Working data:
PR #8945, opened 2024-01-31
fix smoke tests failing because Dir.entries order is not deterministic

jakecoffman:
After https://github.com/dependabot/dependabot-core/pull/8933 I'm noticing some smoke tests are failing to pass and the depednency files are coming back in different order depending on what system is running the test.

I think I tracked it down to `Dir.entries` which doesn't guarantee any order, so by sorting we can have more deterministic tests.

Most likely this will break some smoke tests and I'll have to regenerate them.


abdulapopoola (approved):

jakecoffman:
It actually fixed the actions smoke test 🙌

Problem to work on:
Whenever the string "some" turns up in a line of the data, copy that line.

Output below:
After https://github.com/dependabot/dependabot-core/pull/8933 I'm noticing some smoke tests are failing to pass and the depednency files are coming back in different order depending on what system is running the test.
Most likely this will break some smoke tests and I'll have to regenerate them.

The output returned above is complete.